Epilepsy, including generalized seizures and unilateral clonic seizures, is noted in approximately 33% of affected individuals. The epilepsy phenotypic spectrum in KdVS is broad; however, most individuals have focal seizures, with some having a phenotype resembling the self-limited focal epilepsies of childhood [Myers et al 2017].
Other common findings (see Table 2) include dental anomalies, slender long fingers, persistence of the fetal fingertip pads, hypoplasia of the hand muscles, slender lower limbs, joint hypermobility, hip dislocation, and positional deformities of the feet. In addition, multiple nevi, other pigmentary skin abnormalities, and hair abnormalities have been reported [Wright et al 2011, Zollino et al 2015, Koolen et al 2016].
Congenital heart defects mainly include septal heart defects; however, cardiac valve disease, aortic root dilatation, and pulmonary stenosis have also been described.
Renal and urologic anomalies include vesicoureteral reflux, hydronephrosis, pyelectasis, and duplex renal system. Cryptorchidism has been reported in the majority of males.

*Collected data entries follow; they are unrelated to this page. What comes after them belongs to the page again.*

PR #3614, opened 2021-08-10
Add an empty `.cargo/config` file

expenses:
This makes it slightly easier to do substrate companion PRs, as one only has to add `paths = ["path/to/substrate"]` to this file in order to override the sources.

https://github.com/paritytech/substrate/blob/master/docs/CONTRIBUTING.adoc#updating-polkadot-as-well should be updated as well.

### DIFF
--- a/.gitignore
+++ b/.gitignore
@@ -10,4 +10,3 @@ polkadot.*
 !polkadot.service
 !.rpm/*
 .DS_Store
-.cargo


shawntabrizi:
Are you saying for a companion PR we should temporarily commit a `.cargo` file with the appropriate branch so that the polkadot side compiles successfully?

Or what specifically is this solving?

(I do this already locally, and just dont commit the `.cargo` file)

expenses:
@shawntabrizi well the main advantage is that the file just exists, instead of everyone having to create the directory and then the file themselves.

shawntabrizi:
eh, with that in mind, i think i would not want this PR :)

`touch ./.cargo/config` is not that hard

expenses:
😭  fine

Scoliosis is the most commonly observed spine anomaly; lordosis and kyphosis have also been reported and sometimes require surgery [
Koolen et al 2008,
Tan et al 2009].
Behavior. In the vast majority of individuals, behavior is described as friendly, amiable, and cooperative, with or without frequent laughing. However, behavioral issues, including attention-deficit/hyperactivity disorder, have been reported [
Koolen et al 2008,
Tan et al 2009,
Koolen et al 2016].
Growth. Short stature is not one of the most common clinical features of the syndrome. However, El Chehadeh-Djebbar et al [2011] reported on a child with a 17q21.31 deletion, short stature (-4 SD), complete growth hormone deficiency, and gonadotropic deficiency [El Chehadeh-Djebbar et al 2011]. Brain MRI showed partial pituitary stalk interruption, expanding the phenotypic spectrum of the syndrome.
Life span. Longitudinal data are insufficient to determine life expectancy, although survival into adulthood is typical.